Data provided:

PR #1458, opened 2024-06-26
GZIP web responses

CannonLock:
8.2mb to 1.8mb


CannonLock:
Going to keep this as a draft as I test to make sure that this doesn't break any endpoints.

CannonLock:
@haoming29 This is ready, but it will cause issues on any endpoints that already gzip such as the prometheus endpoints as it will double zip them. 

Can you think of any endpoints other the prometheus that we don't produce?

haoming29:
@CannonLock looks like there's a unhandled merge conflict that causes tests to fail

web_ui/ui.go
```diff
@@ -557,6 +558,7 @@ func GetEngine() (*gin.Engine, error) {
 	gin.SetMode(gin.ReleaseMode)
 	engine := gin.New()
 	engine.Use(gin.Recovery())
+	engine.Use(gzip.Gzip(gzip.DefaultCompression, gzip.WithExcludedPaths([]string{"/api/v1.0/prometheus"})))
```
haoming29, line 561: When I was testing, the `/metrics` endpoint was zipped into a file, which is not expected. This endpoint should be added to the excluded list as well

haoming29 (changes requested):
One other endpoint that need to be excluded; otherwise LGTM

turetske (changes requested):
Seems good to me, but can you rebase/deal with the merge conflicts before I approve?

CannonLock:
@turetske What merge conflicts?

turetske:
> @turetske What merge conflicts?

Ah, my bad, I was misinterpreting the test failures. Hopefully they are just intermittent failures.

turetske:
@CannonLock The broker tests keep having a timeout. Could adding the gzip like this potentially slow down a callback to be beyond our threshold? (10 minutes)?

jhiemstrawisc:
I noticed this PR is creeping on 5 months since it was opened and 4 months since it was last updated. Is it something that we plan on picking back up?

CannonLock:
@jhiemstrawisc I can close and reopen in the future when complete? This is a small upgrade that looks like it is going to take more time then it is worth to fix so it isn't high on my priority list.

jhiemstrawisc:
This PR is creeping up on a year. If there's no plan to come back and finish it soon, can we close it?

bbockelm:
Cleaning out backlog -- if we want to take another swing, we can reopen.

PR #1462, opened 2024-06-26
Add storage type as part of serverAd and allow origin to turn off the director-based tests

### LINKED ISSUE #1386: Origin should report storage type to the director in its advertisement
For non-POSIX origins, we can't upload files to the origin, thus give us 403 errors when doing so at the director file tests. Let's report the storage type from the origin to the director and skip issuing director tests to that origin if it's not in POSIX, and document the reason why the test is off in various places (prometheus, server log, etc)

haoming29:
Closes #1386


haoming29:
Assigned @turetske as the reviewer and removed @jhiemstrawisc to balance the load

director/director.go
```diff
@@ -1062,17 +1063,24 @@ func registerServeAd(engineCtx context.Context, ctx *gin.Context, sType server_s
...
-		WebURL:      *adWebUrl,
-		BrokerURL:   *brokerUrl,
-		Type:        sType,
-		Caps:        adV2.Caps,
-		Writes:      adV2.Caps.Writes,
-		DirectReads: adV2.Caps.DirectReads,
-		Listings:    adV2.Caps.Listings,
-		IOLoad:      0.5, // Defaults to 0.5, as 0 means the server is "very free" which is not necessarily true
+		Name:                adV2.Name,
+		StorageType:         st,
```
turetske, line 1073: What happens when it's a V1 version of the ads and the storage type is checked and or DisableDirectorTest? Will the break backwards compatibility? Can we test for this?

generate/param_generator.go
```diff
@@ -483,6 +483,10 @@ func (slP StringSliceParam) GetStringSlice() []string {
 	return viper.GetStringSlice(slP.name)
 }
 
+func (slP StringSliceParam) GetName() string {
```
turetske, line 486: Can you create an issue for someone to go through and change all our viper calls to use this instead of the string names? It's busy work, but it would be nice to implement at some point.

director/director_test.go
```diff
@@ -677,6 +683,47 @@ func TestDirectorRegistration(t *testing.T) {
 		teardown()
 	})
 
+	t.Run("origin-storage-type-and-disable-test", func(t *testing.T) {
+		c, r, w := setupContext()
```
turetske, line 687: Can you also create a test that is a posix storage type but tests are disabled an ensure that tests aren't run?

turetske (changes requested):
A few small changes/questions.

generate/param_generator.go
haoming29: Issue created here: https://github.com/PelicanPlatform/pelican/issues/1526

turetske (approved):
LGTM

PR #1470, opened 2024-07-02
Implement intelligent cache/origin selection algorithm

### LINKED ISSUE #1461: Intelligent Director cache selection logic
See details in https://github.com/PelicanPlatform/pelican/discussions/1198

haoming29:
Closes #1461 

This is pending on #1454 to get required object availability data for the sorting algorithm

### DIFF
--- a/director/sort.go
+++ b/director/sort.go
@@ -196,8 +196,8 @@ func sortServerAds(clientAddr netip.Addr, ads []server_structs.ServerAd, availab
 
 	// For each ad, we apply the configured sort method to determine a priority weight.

Task details: Which lines in the data hold the string "file"? Copy each of them.

Worked solution:
haoming29, line 561: When I was testing, the `/metrics` endpoint was zipped into a file, which is not expected. This endpoint should be added to the excluded list as well
For non-POSIX origins, we can't upload files to the origin, thus give us 403 errors when doing so at the director file tests. Let's report the storage type from the origin to the director and skip issuing director tests to that origin if it's not in POSIX, and document the reason why the test is off in various places (prometheus, server log, etc)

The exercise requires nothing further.